[Records supplied]

PR #6401, opened 2021-04-13
[MB-7603] Changes to support review app ephemeral deployments

ahobson:
## Description

To support ephemeral deployments, a new environment called `review` has been added. The changes are
* Allow configuring a base domain used to calculate the hostname in the review environment
* Add  `Dockerfile.reviewapp` and `docker-compose.reviewapp.yml` and for building and running the review app locally
* Add `docker-compose.ecs.yml` and `ecs-params.yml.in` for running in AWS ECS via [ecs-cli](https://docs.aws.amazon.com/AmazonECS/latest/developerguide/ECS_CLI.html)
* When devlocal auth is enabled, allow non-tls connections to default to the `devlocal` cert for the prime endpoint

In addition, because `Dockerfile.reviewapp` uses multi stage builds and the `dockerfilelint` pre-commit does not support that, switch to `hadolint`

## Reviewer Notes

The changes for the new environment should not introduce any code path changes for the production environment

## Setup

You may need to re-run pre-commit to get the new config.

## References

* [MB-7603](https://dp3.atlassian.net/browse/MB-7603) is the ticket for this change

## Screenshots


travelar (approved):
There's a lot going on here. It looks ok for Infra, but more eyes on this would definitely be good.

docker-compose.ecs.yml
```diff
@@ -0,0 +1,121 @@
...
+      - '4000:4000'
+      - '9443:9443'
+    environment:
+      - CLIENT_AUTH_SECRET_KEY
+      - CSRF_AUTH_KEY
+      - DB_DEBUG=1
+      - DB_ENV=development
+      - DB_HOST=127.0.0.1
+      - DB_NAME=dev_db
+      - DB_PASSWORD=mysecretpassword
```
tinyels, line 64: Is this really ok for a deployed env? Even just for throwaway?

tinyels (commented):
There are a couple of passwords in plain text. I'm not sure how big a deal that is for this sort of work but worth making sure this isn't leaking inadvertently.

docker-compose.ecs.yml
ahobson: I think so because the Postgres db is not accessible except from the application. AFAIK, there's no way to actually use this password unless you have access to deploy something in AWS and at that point, we have bigger fish to fry.

ahobson:
> There are a couple of passwords in plain text. I'm not sure how big a deal that is for this sort of work but worth making sure this isn't leaking inadvertently.

Yeah, this is a good point. I'm just using the same plaintext password used in the dev environment, so those passwords are already in `Makefile` and various existing `docker-compose.*.yml` files

monfresh:
From the app side, I believe we'll need a file in `/config/env/review.app.env` so we can define env vars there. Take a look at https://github.com/transcom/mymove/blob/master/config/env/stg.app.env as an example.

ahobson:
> From the app side, I believe we'll need a file in `/config/env/review.app.env` so we can define env vars there. Take a look at https://github.com/transcom/mymove/blob/master/config/env/stg.app.env as an example.

Fascinating. According to [config/README.md](https://github.com/transcom/mymove/blob/master/config/README.md) those are used by the `ecs-deploy task-def` tool, but the ephemeral environments aren't deployed that way. Instead, all the environment variables are in the `docker-compose.ecs.yml` file.

Is there a better place for me to explain that?

monfresh:
Ah, got it. Can we add `FEATURE_FLAG_SERVICE_COUNSELING=true` to the Docker env vars? I'm assuming we want that turned on right now to test the Service Counseling feature.

ahobson:
> Ah, got it. Can we add `FEATURE_FLAG_SERVICE_COUNSELING=true` to the Docker env vars? I'm assuming we want that turned on right now to test the Service Counseling feature.

Yeah! I'll update this PR to include that.

ahobson:
> > Ah, got it. Can we add `FEATURE_FLAG_SERVICE_COUNSELING=true` to the Docker env vars? I'm assuming we want that turned on right now to test the Service Counseling feature.
> 
> Yeah! I'll update this PR to include that.

Actually, I figured out how to use a file when deploying the ephemeral environments and I hope that's easier now that all the environment vars are in a single dir for folks to manage. Please take a look.

docker-compose.reviewapp.yml
```diff
@@ -0,0 +1,84 @@
...
+      context: .
+      dockerfile: Dockerfile.reviewapp
+      target: migrate
+      args:
+        GIT_BRANCH: ${GIT_BRANCH:-unknown}
+        GIT_COMMIT: ${GIT_COMMIT:-unknown}
+    links:
+      - database_review
+    env_file:
+      - config/env/review.app.env
```
monfresh, line 32: 🎉

monfresh (approved):
Looks great. Thanks!

cmd/milmove/serve.go
```diff
@@ -819,7 +819,12 @@ func serveFunction(cmd *cobra.Command, args []string) error {
 		primeMux := goji.SubMux()
 		primeDetectionMiddleware := auth.HostnameDetectorMiddleware(logger, appnames.PrimeServername)
 		primeMux.Use(primeDetectionMiddleware)
-		primeMux.Use(clientCertMiddleware)
+		if v.GetBool(cli.DevlocalAuthFlag) {
```
shimonacarvalho, line 822: Hey Drew, can you check that this setting is actively off in all other environments? I know it obviously should be but we've run into some issues in the past where the env flags were inconsistent or relying on defaults.

shimonacarvalho (approved):
Looks good, please just ensure that flag is not accidentally or defaults to on in other environments.

cmd/milmove/serve.go
ahobson: If I go to `https://my.stg.move.mil/sign-in` and `https://my.move.mil/sign-in` I don't see the devlocal login link. I don't have an account on any environment, so I don't know if you had some other check in mind.

YanZ777 (approved):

[Aim of the exercise]
What is needed is an exact copy of the lines from the start of the listing through the line where "review app locally" sits, please, both end lines included and nothing more.

[Finished task]
PR #6401, opened 2021-04-13
[MB-7603] Changes to support review app ephemeral deployments

ahobson:
## Description

To support ephemeral deployments, a new environment called `review` has been added. The changes are
* Allow configuring a base domain used to calculate the hostname in the review environment
* Add  `Dockerfile.reviewapp` and `docker-compose.reviewapp.yml` and for building and running the review app locally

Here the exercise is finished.